Frank watched his face carefully. He’d interrogated enough people that he knew a genuine reaction from a phony one, and the emotions played across Giddings’s face in exactly the right order. First shock, then disbelief.
“There must be some mistake,” he insisted, his mind unable to grasp such a horrible truth. “She was… She couldn’t be…”
“I assure you, there is no mistake. Anna Blake is dead.”
For a moment, Giddings couldn’t seem to get his breath. He reached out blindly for the doorframe and grabbed it for support. “How? When?” he asked faintly, the blood draining from his face as he slowly accepted what Frank had told him.
“Maybe you should sit down first,” Frank suggested. He glanced down the stairs and saw Walcott waiting, listening intently to every word. “Is this Anna’s room?” he asked Giddings, nodding toward the doorway where he stood.
The man nodded. Frank found it interesting he knew this fact if he’d never visited Anna’s room, as Walcott had insisted. He took Giddings’s arm and led him inside, closing the door behind him. Walcott would have to come upstairs and put his ear to the panel if he wanted to eavesdrop.
There was a chair in the corner of the sparsely furnished room, by the window, and Frank deposited Giddings into it. Then he perched on the edge of Anna’s carelessly made bed and waited. Human nature being what it was, he knew Giddings would break the silence very soon.

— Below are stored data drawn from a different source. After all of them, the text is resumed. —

PR #1126, opened 2024-02-29
Show message when no exact match found for an NCN search

CristinaRO:
## Changes in this PR:
- Show an informational message on the first page of search results for a neutral citation-shaped query for which FCL did not find an exact match

https://trello.com/c/42XNOrBq/1732-implement-anthonys-designs-for-no-results-found

### Before
Screenshot 2024-02-29 at 17 19 37

### After
Screenshot 2024-02-29 at 17 18 35

### DIFF
--- a/ds_judgements_public_ui/static/css/includes/ncn_not_found.css
+++ b/ds_judgements_public_ui/static/css/includes/ncn_not_found.css
@@ -1,0 +1,12 @@
+.tna-message{
+    margin-bottom: 2rem;
+    padding: 1rem;
+    display: flex;
+    gap: 1rem;
+    align-items: flex-start;
+    background-color: rgb(249, 247, 226);
+    /* border-left: 0.5rem #26262a solid; */
+    border-left: 0.5rem var(--keyline-dark) solid;
+    border-left-color: rgb(255, 204, 0);
+
+}
--- a/judgments/templatetags/search_results_filters.py
+++ b/judgments/templatetags/search_results_filters.py
@@ -1,6 +1,6 @@
 from django import template
 
-from judgments.utils import is_exact_ncn_match as _is_exact_ncn_match
+import judgments.utils
 from judgments.utils import preprocess_title
 
 register = template.Library()
@@ -18,7 +18,7 @@ def is_exact_title_match(result, query):
 
 @register.filter
 def is_exact_ncn_match(result, query):
-    return _is_exact_ncn_match(result, query)
+    return judgments.utils.is_exact_ncn_match(result, query)
 
 
 @register.filter
--- a/judgments/templatetags/search_results_filters.py
+++ b/judgments/templatetags/search_results_filters.py
@@ -1,24 +1,9 @@
-import re
-
 from django import template
 
-from judgments.utils import normalise_spaces, preprocess_query
+from judgments.utils import is_exact_ncn_match as _is_exact_ncn_match
+from judgments.utils import preprocess_title
 
 register = template.Library()
-
-not_alphanumeric = re.compile("[^a-zA-Z0-9]")
-
-
-def replace_parens(string):
-    return normalise_spaces(re.sub("\\(.+\\)", "", string))
-
-
-def preprocess_title(string):
-    return preprocess_query(replace_parens(string)).lower().strip()
-
-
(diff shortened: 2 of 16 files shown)


ds_judgements_public_ui/static/css/includes/ncn_not_found.css
```diff
@@ -0,0 +1,12 @@
+.tna-message{
```
dragon-dxw, line 1: I think the filename of this should be something more generic since it's not actually NCN not found specific, perhaps?

judgments/templatetags/search_results_filters.py
```diff
@@ -33,7 +18,7 @@ def is_exact_title_match(result, query):
 
 @register.filter
 def is_exact_ncn_match(result, query):
-    return preprocess_ncn(query) == preprocess_ncn(result.neutral_citation)
+    return _is_exact_ncn_match(result, query)
```
dragon-dxw, line 21: I'm not sure why I'm not liking this name. I think I'd prefer

```
import judgments.utils
return judgments.utils.is_exact_ncn_match
```

judgments/tests/test_utils.py
```diff
@@ -81,3 +83,65 @@ def test_get_press_summaries_for_document_uri(self, mock_api_client):
...
+            mock.configure_mock(neutral_citation=ncn)
+            return mock
+
+        query_text = "walrus"
+        page = "1"
+        search_results = [
+            mock_judgment(ncn) for ncn in ["[2013] EWSC 123", "[2014] EWHC 4122 (Fam)"]
+        ]
+        result = show_no_exact_ncn_warning(search_results, query_text, page)
+        self.assertFalse(result)
```
dragon-dxw, line 147: Surprised there's no positive test.

judgments/views/advanced_search.py
```diff
@@ -138,13 +141,18 @@ def advanced_search(request):
             context["per_page"] = per_page
             context["filtered"] = has_filters(context["query_params"])
             context["page_title"] = gettext("results.search.title")
+            context["show_no_exact_ncn_warning"] = show_no_exact_ncn_warning(
+                search_response.results, query_text, page
+            )
+            # TODO: rethink nonono logic?
```
dragon-dxw, line 147: We should have a think about these TODOs.

judgments/tests/test_utils.py
```diff
@@ -81,3 +83,65 @@ def test_get_press_summaries_for_document_uri(self, mock_api_client):
 
         result = get_press_summaries_for_document_uri("sample_uri")
         self.assertEqual(result, summaries)
+
+    def test_show_no_exact_ncn_warning_is_true_when_no_exact_results_for_ncn_shaped_query(
```
dragon-dxw, line 87: I think I'd prefer shorter, more cryptic function names and docstrings; there's a lot of negatives!

dragon-dxw (approved):

ds_judgements_public_ui/static/css/includes/ncn_not_found.css
dragon-dxw: In hindsight I think `tna-message` this might literally be the name of this component -- the message component from the tna design system.
https://nationalarchives.github.io/design-system/components/message/

So `copied-from-tna-design-system.css` ?

judgments/templatetags/search_results_filters.py
dragon-dxw: > In Python, single underscore `_` before an object name means that the object is meant to be private, and shouldn't be directly accessed from outside the class.

is I think why I don't like it; to me it's implying it's a private variable, rather than a name-mangled public externa one.

judgments/templatetags/search_results_filters.py
```diff
@@ -33,7 +18,7 @@ def is_exact_title_match(result, query):
 
 @register.filter
 def is_exact_ncn_match(result, query):
-    return preprocess_ncn(query) == preprocess_ncn(result.neutral_citation)
+    return judgments.utils.is_exact_ncn_match(result, query)
```
CristinaRO, line 21: @dragon-dxw Is this what you meant?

Frank took the time to study Giddings. His clothes were good quality. He was a man accustomed to dressing well, although his suit was a bit wrinkled, and his linen far from fresh. He’d been wearing it more than one day, which was probably unusual for a man of his obvious position in life. His hat was on crooked, and he hadn’t thought to remove it, a gesture that would have come naturally to him under other circumstances. He was well-fed but haggard, with dark circles under his eyes and a tightness around his mouth. A man of comfortable circumstances who found himself dealing with a crisis he couldn’t resolve.
Then, to Frank’s surprise, Giddings reached into his coat pocket and pulled out a silver flash. With practiced ease, he removed the top and took a healthy swallow. He didn’t offer to share before placing the flask safely back into his pocket.
“How did she die?” he asked when he’d given the whiskey a moment to work.
“Someone stabbed her. It happened in Washington Square.”
He started in surprise. “Who did it?”
“We don’t know yet.”
“But if someone stabbed her in a public place like that, someone must have seen who did it!”
“It happened at night. No one found her until morning.” He let that sink in, and then he said, “Do you know why she was out alone at that hour?”
“Of course not!”
“She wasn’t going to meet you, then?”
“I’d never expect a female to go out alone at night to meet me,” he insisted, affronted. “That wouldn’t be safe. I always called on Anna here at the house.”
“You said you were engaged,” Frank reminded him. “When were you planning to get married?”
Giddings blanched again, proving Frank’s theory that this had been a lie. “I… We… we hadn’t yet set a date,” he hedged.
“Is that because you’re already married, Mr. Giddings?” Frank inquired.